User:Tfeshba1/Final Project

From LING073
Jump to: navigation, search


I chose to expand my tagger and try to improve its performance. My Ladino transducer can be found here, my Ladino corpus can be found here, my Ladino-English translator can be found here, and my Ladino-English parallel corpus can be found here.


By adding more stems and grammar, I was able to increase coverage over my corpus, the Ladino wikipedia, to ~0.54691384997907486276. This is not a high as I would have liked, but seeing as there are a lot of unique proper nouns, and Ladino doesn't have a standardized orthography, it's likely I wouldn't have been able to get it much higher without hand-adding hundreds of new stems.

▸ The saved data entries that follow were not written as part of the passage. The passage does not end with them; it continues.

PR #117, opened 2024-04-19
Move config initialization to bootstrap

dbennett-sentry:


tests/test_main.py
```diff
@@ -6,26 +6,28 @@
...
 
 from devenv import main
+from devenv.lib import config
+from devenv.lib.config import DEFAULT_CONFIG
 from tests.utils import chdir
 
 
-def test(tmp_path: str) -> None:
-    with patch("devenv.main.CI", True), patch(
+def _test(tmp_path: str) -> None:
```
asottile-sentry, line 14: this disables the test -- not sure if that was intentional

tests/test_main.py
```diff
@@ -6,26 +6,28 @@
...
+    with patch("devenv.constants.CI", True), patch(
         "devenv.bootstrap.main"
     ) as mock_bootstrap, patch("devenv.sync.main") as mock_sync:
         config_path = f"{tmp_path}/.config/sentry-devenv/config.ini"
         coderoot = f"{tmp_path}/code"
-        main.DEFAULT_CONFIG["devenv"]["coderoot"] = coderoot
+        DEFAULT_CONFIG["devenv"]["coderoot"] = coderoot
```
asottile-sentry, line 20: this irreversibly changes the global variable -- you probably want:

```python
with mock.patch.dict(DEFAULT_CONFIG["devenv"], {"coderoot": coderoot}):
   ...
```

this will clean itself up after the block is exited

devenv/bootstrap.py
```diff
@@ -12,15 +12,24 @@
...
 
-def main(coderoot: str, argv: Sequence[str] | None = None) -> ExitCode:
+def main(
+    config_path: str, coderoot: str, argv: Sequence[str] | None = None
+) -> ExitCode:
     parser = argparse.ArgumentParser(description=help)
     parser.parse_args(argv)
 
+    default_config: Config = {**DEFAULT_CONFIG}
+    default_config["devenv"].update({"coderoot": coderoot})
```
asottile-sentry, line 30: ah while looking at the test this reminds me of another problem here -- `{**d}` is a shallow copy:

```pycon
>>> DEFAULT_CONFIG = {"whatever": 1, "devenv": {"coderoot": "wat"}}
>>> other = {**DEFAULT_CONFIG}
>>> other["devenv"]["coderoot"] = "something-else"
>>> DEFAULT_CONFIG  # oops!
{'whatever': 1, 'devenv': {'coderoot': 'something-else'}}
```

probably needs a deepcopy -- or `DEFAULT_CONFIG` should maybe be a function which *returns* a fresh dict each time?

asottile-sentry (commented):
the rest is mostly rearrangement so I didn't read that part (let me know if I should put more scrutiny there!) -- but the global mutation and test disable should definitely be fixed before merge

tests/test_main.py
dbennett-sentry: It's re-enabled in a later PR after I add some additional fixes.

tests/test_main.py
dbennett-sentry: Ah.. True.  I've removed all of these shenanigans in a later PR.

devenv/bootstrap.py
dbennett-sentry: This line is gone, however, thanks for the reminder to watch my nested structures. I think DEFAULT_CONFIG can be deleted now -- I'll do that as the action here.

tests/test_main.py
dbennett-sentry: New test doesn't contain any mutation on global objects.

`def test(tmp_path: str) -> None:
    with patch("devenv.constants.CI", True):
        config_path = f"{tmp_path}/.config/sentry-devenv/config.ini"
        coderoot = f"{tmp_path}/code"

        assert not os.path.exists(config_path)
        main.devenv(
            ("/path/to/argv0", "bootstrap", "-d", f"coderoot:{coderoot}"),
            config_path,
        )
        assert os.path.exists(config_path)

        config = read_config(config_path)
        assert config.get("devenv", "coderoot") == coderoot`

devenv/bootstrap.py
dbennett-sentry: Constant removed fully.

devenv/lib/config.py
```diff
@@ -2,11 +2,97 @@
...
+        "coderoot",
+        "# please enter the root directory you want to work in",
+        _path_formatter,
+        lambda: "~/code",
+    )
+}
+
+DEFAULT_CONFIG: Config = {"devenv": {"coderoot": "~/code"}}
+
+Config: TypeAlias = "dict[str, dict[str, str | None]]"
```
IanWoodard, line 38: Is the string literal necessary here?

IanWoodard (approved):

tests/test_main.py
```diff
@@ -6,26 +6,28 @@
...
 
-        main.devenv(("/path/to/argv0", "bootstrap"), config_path)
+        config.initialize_config(config_path, DEFAULT_CONFIG)
 
-        assert mock_bootstrap.mock_calls == [call(coderoot, [])]
+        main.devenv(("/path/to/argv0", "bootstrap"), config_path)
```
asottile-sentry, line 24: hmmm needing to pass `argv0` is weird here -- argparse's default mode ignores the first argument already so we can probably fix this up (looks like it'd just be dropping all the `argv0`s in tests and removing a `[1:]` -- but that's for a separate patch!)

tests/test_main.py
asottile-sentry: maybe we should delete the test here and reintroduce it later -- that'd be more clear I think

tests/test_main.py
dbennett-sentry: Yeah, this was a before-times thing.

devenv/lib/config.py
dbennett-sentry: DEFAULT_CONFIG goes away, if that's what you're referring to. Otherwise, yes.

PR #119, opened 2024-04-19
Add module definition; standardize method invocation

dbennett-sentry:


devenv/bootstrap.py
```diff
@@ -13,22 +12,32 @@
...
+from devenv.lib.modules import ExitCode
+
+
+def main(context: Context, argv: Sequence[str] | None = None) -> ExitCode:
+    parser = argparse.ArgumentParser()
+    parser.add_argument(
+        "-d",
+        "--default-config",
+        action="append",
+        help="Provide a default config value. e.g., -s coderoot:path/to/root",
```
asottile-sentry, line 27: `-s` vs. `-d`

devenv/bootstrap.py
```diff
@@ -13,22 +12,32 @@
...
+    )
 
-help = "Bootstraps the development environment."
-ExitCode: TypeAlias = "str | int | None"
+    args = parser.parse_args(argv)
 
+    configs = {
+        k: v for k, v in [i.split(":") for i in args.default_config or []]
```
asottile-sentry, line 33: probably `.split(1)` so that values can contain `:`

devenv/lib/modules.py
```diff
@@ -0,0 +1,36 @@
...
+    help: str
+    action: Action
+
+
+def require(var: str, message: str) -> Callable[[Action], Action]:
+    def outer(main: Action) -> Action:
+        def inner(context: Context, args: Sequence[str] | None) -> ExitCode:
+            if context.get(var) is None:
+                print(message)
+                return 1
```
asottile-sentry, line 28: this can be `raise SystemExit(message)` since that'll handle unwinding and also conveniently prints the message!

devenv/main.py
```diff
@@ -67,47 +33,48 @@ def devenv(argv: Sequence[str], config_path: str) -> ExitCode:
...
+    for name, info in modinfo_list:
+        # Argparse stuff
+        child = subparser.add_parser(info.command, help=info.help)
+        child.add_argument(
+            "--xixax",
+            dest="_module_exec",
+            default=info.action,
+            required=False,
+            help=argparse.SUPPRESS,
         )
```
asottile-sentry, line 62: this is clever -- but very hard to follow -- here's a simpler alternative that doesn't require a secret argument:

```python
modules = {
    mod.name: mod for mod in [...]
}
return modules[args.command].whatever(...)
```

devenv/main.py
```diff
@@ -67,47 +33,48 @@ def devenv(argv: Sequence[str], config_path: str) -> ExitCode:
...
+        "repo": Repository(current_root) if current_root else None,
+    }
 
-    if args.command == "doctor":
-        return doctor.main(context, remainder)
-    if args.command == "sync":
-        return sync.main(context, remainder)
-
-    return 1
+    return cast(ExitCode, args._module_exec(context, remainder))
```
asottile-sentry, line 73: `cast` has runtime overhead and generally should only be used for bugs in the type checker -- https://www.notion.so/sentry/sentry-typing-guidelines-best-practices-471d5aacf262476188982ce70f909e00?pvs=4#4c5f66d5e5f2460991cf1074111fdd85

devenv/bootstrap.py
dbennett-sentry: Ack!

devenv/main.py
dbennett-sentry: I think I picked this up from sync(). I'll remove it and check to make sure it still works.

devenv/main.py
```diff
@@ -67,47 +33,49 @@ def devenv(argv: Sequence[str], config_path: str) -> ExitCode:
...
-    if args.command == "doctor":
-        return doctor.main(context, remainder)
-    if args.command == "sync":
-        return sync.main(context, remainder)
-
-    return 1
+    command_actions = {info.command: info.action for info in modinfo_list}
+    action = command_actions.get(args.command)
+    assert action is not None
+    return action(context, remainder)
```
IanWoodard, line 74: Played around with this a bit and found it worked quite well. One area that could use improvement is the help messages which give very little if any useful information (for specific actions). This doesn't have to be addressed in this PR, but something to keep an eye on.

IanWoodard (approved):

devenv/doctor.py
```diff
@@ -173,14 +175,11 @@ def main(context: Dict[str, str], argv: Sequence[str] | None = None) -> int:
     )
     args = parser.parse_args(argv)
 
-    match_tags: set[str] = set(args.tag if args.tag else ())
-
     repo = context["repo"]
-    if repo not in {"sentry", "getsentry", "devenv"}:
-        print(f"repo {repo} not supported yet!")
-        return 1
+    assert repo is not None
```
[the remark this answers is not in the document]
dbennett-sentry: This is to inform the type checker that it is not None. If it were None, we'd have problems anyway so I'm using an assert instead of an if.

PR #121, opened 2024-04-22
Decentralized module loading and argument definitions

dbennett-sentry:


devenv/commands/doctor.py
```diff
@@ -232,9 +234,4 @@ def main(context: Context, argv: Sequence[str] | None = None) -> int:
     return 1
 
 
-module_info = DevModuleInfo(
-    action=main,
-    name=__name__,
-    command="doctor",
-    help="Diagnose common issues, and optionally try to fix them.",
-)
+module_info = ModuleDef(module_name=__name__, name="doctor", help="doctor")
```
dbennett-sentry, line 237: Need to update the help on these commands.

asottile-sentry:
2c: this seems "cute" but going to be a pain to debug.  I think we should just be using argparse `subparsers` directly -- it'll be simpler, easier to understand, and much much easier to debug and reason about -- can make simple mutators like [this](https://github.com/pre-commit/pre-commit/blob/85fe18253f6c1959369145257ddc12a374706be3/pre_commit/main.py#L56) for any common setup

or if we want a more involved cli framework (I don't think we do?) we should just use something that exists like click (I don't really like personally) rather than writing our own.  I don't think our subpcommands are complex enough to warrant one though

dbennett-sentry:
> 2c: this seems "cute" but going to be a pain to debug. I think we should just be using argparse `subparsers` directly -- it'll be simpler, easier to understand, and much much easier to debug and reason about -- can make simple mutators like [this](https://github.com/pre-commit/pre-commit/blob/85fe18253f6c1959369145257ddc12a374706be3/pre_commit/main.py#L56) for any common setup


The goal isn't to be cute, it's to reduce friction to every other dev to contribute but to do it in an opinionated way. Argparse isn't the friendliest, and argparse subparsers add new weirdness. 

Let me take a look at your counter-offer, though, as it's stood a bit more of a test of time than what I have tossed together here.

IanWoodard:
> > 2c: this seems "cute" but going to be a pain to debug. I think we should just be using argparse `subparsers` directly -- it'll be simpler, easier to understand, and much much easier to debug and reason about -- can make simple mutators like [this](https://github.com/pre-commit/pre-commit/blob/85fe18253f6c1959369145257ddc12a374706be3/pre_commit/main.py#L56) for any common setup
> 
> The goal isn't to be cute, it's to reduce friction to every other dev to contribute but to do it in an opinionated way. Argparse isn't the friendliest, and argparse subparsers add new weirdness. I wanted a pidgin argument capability, not an all-encompassing alternative.
> 
> Let me take a look at your counter-offer, though, as it's stood a bit more of a test of time than what I have tossed together here.

I appreciate how we’ve managed to keep main.py clean and streamlined the process of adding new arguments without needing to modify multiple files. However, I do see where Anthony is coming from regarding the complexity introduced by our custom parsing layer.

When looking at our _convert_argument_params function and the way we wrap argparse functionalities, I wonder if we might streamline these processes a bit. Simplifying or even reducing some of the custom parsing steps, while maintaining our decorator-based interface, could help keep the system both easy for devs to contribute to and more maintainable overall.

What do you think about refining the interaction between our decorators and argparse subparsers to simplify things? I believe this could help us preserve the developer-friendly nature of our code, while also making it easier to maintain and debug.

dbennett-sentry:
> What do you think about refining the interaction between our decorators and argparse subparsers to simplify things? I believe this could help us preserve the developer-friendly nature of our code, while also making it easier to maintain and debug.

Feel free to give it a go. Requirements are: 

1. extremely low friction for external developers; 
2. opinionated and consistent outcomes; 
3. escape hatches for power-users.

asottile-sentry:
personally I don't think we want low friction for outsiders adding commands to `devenv` -- we want to keep them generic and opinionated

dbennett-sentry:
> personally I don't think we want low friction for outsiders adding commands to `devenv` -- we want to keep them generic and opinionated

That's a difference we'll have to chat through. We'll never get alignment on code if we have differing goals.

I added some more disambiguation rules and fixed some of the earlier ones.

Precision and Recall

With my randomly selected words, I got:

Precision: 100.00000%

Recall: 0.47733%

While disappointing, these numbers make sense. There were a lot of unique proper nouns in the random words, most of which would have no reason to be in the analyzer. Many of the other words were nouns and verbs that were uncommon as well.

To Do

There are still a lot of stems that should be added to the analyzer, and more stems to disambiguate in the rlx file. With more time, these can be expanded. However, due to the irregularity of the Ladino orthography, there will likely still be many stems that aren't caught by the analyzer. A robust spellrelax may help to combat this, so that would need to be significantly developed as well.